Monday, December 26, 2011

Netanyahu and Channel 10

Channel 10, one of Israel's two independent news TV stations, ran an expose earlier this year which was embarrassing to Prime Minister Benjamin Netanyahu. Some are arguing that this is a reason Netanyahu's government is not allowing the station to postpone its debt, a refusal which may force the station to close:
"'The fight over Channel 10 is partly a matter of revenge — Netanyahu wants to make them pay for what they did to him,' argued Nachman Shai, a member of Parliament from the opposition party Kadima, a former news executive who helped set up Channel 10 a decade ago. 'But it is also part of a three-front struggle — over the courts, civil society and the media. The right wants to control every institution.
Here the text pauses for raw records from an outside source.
PR #488, opened 2019-04-30
High cat: Pop-over Focus

ttseng:
This PR adds some default focusing behavior for when pop-overs are opened from keyboard input.  

The expected behavior is:
* Automatically focusing on the pop-over / pop-over contents only happens when the pop-over is triggered from keyboard input _not_ from mouse input (following ARIA guidelines here: https://www.w3.org/TR/2017/NOTE-wai-aria-bractices-1.1-20171214/examples/menu-button/menu-button-links.html)
* We use default styling for focusing
* We default to focusing on the first selectable element in the pop-over, defined in `focusFirstElement` in `popover-container.js`, which includes these elements:
```
a:not([disabled]),
button:not([disabled]),
input:not([disabled]), 
[tabindex]:not([disabled]):not([tabindex="-1"]), 
select:not([disabled]);
```

* When the only options within a pop-over are destructible (for example, deleting a team or deleting a collection from collection-options-pop), focus on the dialog rather than the destructible button.  This is made possible by adding `tabIndex=0` to the pop-over's dialog element.

## Links
* Remix link: https://high-cat.glitch.me/

## GIF/Screenshots:
keyboard-focus
Example behavior with user-options-pop

## Changes:
* Added pop-over focusing to all popover-with-button items. 
* Added exception to eslintrc.jc to enable focusing on dialog component

## How To Test:
You can test these pop-overs with voice-over
**Any page:**
* new-project-pop
* user-options-pop
* sign-in-pop

**Project Page:**
* delete-project-pop - **note**: focuses on dialog

**Profile Page**
* project-options-pop
* collection-options-pop
* feature-project-options-pop

**Collection Page**
* edit-collection-color-pop

**Team Page**
* team-user-info-pop
* analytics-time-pop
* delete-team-pop - **note**: focuses on dialog

Note that these pop-overs were not edited as they have filter input fields, and those automatically receive focus:
* add-collection-project-pop 
* analytics-projects-pop 
* add-project-to-collection-pop


clottman:
Focus styling should be visible by default - it helps users who are navigating via the keyboard and can see. Otherwise those users may feel a bit lost when focus moves but now they don't know exactly what it's on.

src/presenters/pop-overs/create-team-pop.js
```diff
@@ -161,11 +161,11 @@ CreateTeamPopBase.propTypes = {
 
 const CreateTeamPop = withRouter(CreateTeamPopBase);
 
-const CreateTeamPopOrSignIn = () => {
+const CreateTeamPopOrSignIn = ({ ...props }) => {
```
clottman: I think there's an extra layer of spreading we don't need here. 

Does something like this work? 

```
const CreateTeamPopOrSignIn = (props) => {
... 
<CreateTeamPop api={api} {...props} />
```

src/presenters/pop-overs/new-project-pop.js
```diff
@@ -91,7 +92,7 @@ function NewProjectPopButton() {
 
   return (
     <PopoverWithButton buttonClass="button-small" dataTrack="open new-project pop" buttonText="New Project">
-      {() => <NewProjectPop projects={projects} />}
+      {({ focusDialog }) => <NewProjectPop projects={projects} {...{ focusDialog }} />}
```
clottman: This is maybe just personal preference, but for me, it's harder to understand what `{...{ focusDialog }` is doing. 
Can we use `focusDialog={focusDialog}` instead? It's the same thing but feels easier to read & quickly grok.

src/presenters/pop-overs/popover-container.js
```diff
@@ -31,6 +31,10 @@ const PopoverContainer = ({ children, onOpen, outer, startOpen }) => {
   };
   const togglePopover = () => setVisible(!visible);
 
+  const focusDialog = (element) => {
+    if (element) element.focus();
```
clottman: I think in general, we want focus to move to the first naturally focusable element within the popover, and only fall back to focusing the `dialog` if there are no non-destructive focusable elements.

ttseng: I liked how focusing on the dialog leads the screenreader to read all potential options within the menu so you get an overview before making a selection, but if the standard is to focus on the first menu item, then it makes sense to align to that.

Based on the behavior of the menu button here: https://www.w3.org/TR/2017/NOTE-wai-aria-bractices-1.1-20171214/examples/menu-button/menu-button-links.html

It seems like the rules are:
1. if user opens menu via keyboard navigation (enter key) on button, open the menu and focus on the first menu item
2. however, if user opens menu by mouse (clicking the button), we don't automatically focus on any elements within the menu (the button is still in focus)

Not auto-focusing for Rule 2 makes the dialogs less confusing to me because it doesn't make it seem like we're recommending a particular option by default for those navigating the site without a screen reader.

clottman: That approach makes sense to me.

ttseng: initial exploration into this, using `user-options-pop` as an example

* can determine whether or not `togglePopover` is called by keyboard or mouse event by checking the `event.detail`:

```
  const togglePopover = (event) => { 
    setVisible(!visible); 
    if(event.detail === 0 ){
      // pop-over opened by keyboard event - focus on first element of pop-over here
    }
  };
```

attempt to focus on first tabbable child of pop-over:
1. use ref callback?  -> cannot use ref on function components (for example `UserLink`) https://github.com/facebook/react/issues/4936
could potentially a) pass ref down to function component definition, b) turn function component into class component, but both options don't seem desirable (would need to do on a case-by-case basis)

2. simulate a tab keyboard event when the pop-over is opened?
-> no, keyboardEvent.initKeyEvent is deprecated and not recommended on production sites
https://developer.mozilla.org/en-US/docs/Web/API/KeyboardEvent/initKeyEvent

3. ? other ideas TBD

clottman: For 1 - you can use the `useRef` hook to have a ref in a function component. https://reactjs.org/docs/hooks-reference.html#useref

src/presenters/pop-overs/popover-container.js
```diff
@@ -25,11 +25,35 @@ const MonitoredComponent = onClickOutside(UnmonitoredComponent);
...
   const [visible, setVisibleState] = React.useState(startOpen);
+  const [openedFromKeyboard, setOpenedFromKeyboard] = React.useState(false);
+  
   const setVisible = (newVisible) => {
     if (!visible && newVisible && onOpen) onOpen();
     setVisibleState(newVisible);
   };
-  const togglePopover = () => setVisible(!visible);
+  
+  const focusFirstElement = (dialog) => {
```
ttseng: Created this function that's called when the dialog is opened using Refs.  
It focuses the first selectable element in a pop-over if the pop-over was opened via keyboard input.  

I added it to `user-options-pop` to show an example but not to the other pop-overs just yet.  If this approach looks good, I'll add it to the other pop-overs that don't have a single destructable element (in that case, my plan is to focus on the dialog itself).

@clottman let me know what you think – thanks!

ttseng: here's a preview of what it looks like in practice with the `user-options-pop`

keyboard-focus

clottman: I think the general approach looks good! 

Minor note, I think we want all input types (not just text) - so checkboxes, color, etc. Also, `textarea` and `select` when not disabled.

ttseng:
I believe this now has all the pop-over focusing behavior that's expected.  I updated the original PR comment to add a description of the expected behavior and an updated list of everywhere the pop-over focusing is used.  Let me know if you have any questions!

src/presenters/pop-overs/new-project-pop.js
```diff
@@ -31,8 +31,8 @@ const NewProjectResultItem = ({ id, domain, description }) => (
   </div>
 );
 
-const NewProjectPop = ({ projects, opensFromRight }) => (
-  <div className={`pop-over new-project-pop ${opensFromRight ? 'opens-right' : ''}`}>
+const NewProjectPop = ({ projects, focusFirstElement, opensFromRight }) => (
+  <dialog className={`pop-over new-project-pop ${opensFromRight ? 'opens-right' : ''}`} ref={focusFirstElement}>
```
clottman: Loving the switch from `div` to `dialog` for some of these, because it makes our HTML more semantic!

src/presenters/pop-overs/popover-container.js
```diff
@@ -25,11 +25,40 @@ const MonitoredComponent = onClickOutside(UnmonitoredComponent);
...
   const setVisible = (newVisible) => {
     if (!visible && newVisible && onOpen) onOpen();
     setVisibleState(newVisible);
   };
-  const togglePopover = () => setVisible(!visible);
+
+  const focusFirstElement = (dialog) => {
+    // only focus to next selectable element in dialog if popover is triggered from keyboard
+    if (dialog && openedFromKeyboard) {
+      // focus on the dialog if it has tabIndex=0 (used when there is only a destructible item in the popover that shouldn't automatically be focused on
```
clottman: very minor - comment starts a ( but doesn't end it with )

src/presenters/pop-overs/popover-container.js
```diff
@@ -25,11 +25,40 @@ const MonitoredComponent = onClickOutside(UnmonitoredComponent);
...
+      if (dialog.tabIndex === 0) {
+        dialog.focus();
+      } else {
+        const focusableElements =
+          'a:not([disabled]), button:not([disabled]), input:not([disabled]), [tabindex]:not([disabled]):not([tabindex="-1"]), select:not([disabled])';
```
clottman: Still missing `textarea` I think.

ttseng:
thanks for all the feedback and helping me think this through @clottman !

@modernserf I plan on merging this so that all the pop-overs will be accessible in the interim as the existing pop-overs get switched over to your new component (with the focus handling baked in)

Freedom of expression is at risk...'

"President Shimon Peres has weighed in, saying that the channel’s effort to survive is 'a struggle for Israel’s democratic character.' In a related comment, he also declared himself 'ashamed' of several bills being considered in Parliament that he believes chip away at Israel’s democratic character — an antidefamation law, one that silences loudspeakers issuing the Muslim call to prayer and another that prevents foreign governments from financing left-wing Israeli groups.
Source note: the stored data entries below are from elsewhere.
PR #635, opened 2019-06-18
Quixotic rocket: Deleted a ton of old css that isn't used anywhere

GregWeil:
## Links

## GIF/Screenshots:
🤷‍♂ it looks the same

## Changes:
- styles.css is about 25% smaller

## How To Test:
- Skim through the classes I removed, either do a find all or confirm that the relevant page still looks fine


src/components/report-abuse-pop/index.js
```diff
@@ -69,7 +69,7 @@ const Failure = ({ value }) => (
       </InfoDescription>
     </PopoverInfo>
     <PopoverActions>
-      <textarea className={`content-editable ${styles.textArea}`} value={value} readOnly />
```
GregWeil: Also a real refactor, since this was the last content-editable and it isn't even editable anyway.

styles/buttons.styl
```diff
@@ -37,18 +37,6 @@ button
```
taravancil: I think soon we'll be able to get rid of `buttons.styl` entirely!

PR #636, opened 2019-06-18
first-adapter: add ids to headings in READMEs so users can write fragment links

taravancil:
## Links
* [first-adapter.glitch.me](https://first-adapter.glitch.me)

## GIF/Screenshots:
No visible changes

## Changes:
* Add [`markdown-it-github-headings`](https://github.com/Flet/markdown-it-github-headings) package
* Add a hidden anchor within README headings so users can link to headings (some of our users are already doing this, expecting our READMEs to work like GitHub's)
* Add a `linkifyHeadings` prop to the `<Markdown>` component

## How To Test:
* Click links in the table of contents on [~tmcw-big-demo](https://first-adapter.glitch.me/~tmcw-big-demo)

## Feedback I'm looking for:
* How concerned should be we about `id` collision? I didn't add any prefixes to the`id`s, so a user can add a heading that collides with an existing `id`


src/components/text/markdown.js
```diff
@@ -17,6 +18,10 @@ const md = ({ allowImages }) => {
   if (!allowImages) {
     mdIt.disable('image');
   }
+  if (linkifyHeadings) {
+    const headingOpts = { enableHeadingLinkIcons: false, prefixHeadingIds: false };
```
sarahzinger: yeah I think it might make sense to add a prefix heading because I know for example there are accessibility issues if  a page has duplicate ids. Fortunately I think we have a nice hook to give us unique ids: https://github.com/FogCreek/Glitch-Community/blob/8b421f0ef5843ade7707fb7fea099fc173bea43c/src/components/inputs/text-input.js#L6

sarahzinger:
one random thought that comes to mind, is it possible to auto unfurl the readme when the url contains a link to a header maybe? if there was that would be cool, people could share links and it would auto scroll to the right place, for example clicking: https://first-adapter.glitch.me/~tmcw-big-demo#writing-a-presentation does not bring you to that spot since the readme is stuck behind a show more button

"Last summer, Parliament passed a law making it possible to sue anyone who advocates boycotting things Israeli, including West Bank settlements."

What's really happening here? Israel has always had a strong state internally, and speech restrictions in the name of security are taken for granted. A disturbing trend lately has been restrictions on speech seen by the right as disloyal, meaning that it advocates views at odds with their conception of Israeli nationalism. The linked article, however, does not include much to tie the Channel 10 imbroglio to anything but Netanyahu's political interests. It seems reasonable to fear that he is trying to control the Israeli mediasphere the same way Berlusconi dominated Italy's media, and that this would be bad for Israeli democracy and, given that Netanyahu is a right-wing figure, have the same practical effect as would an attack on the station for ideological reasons.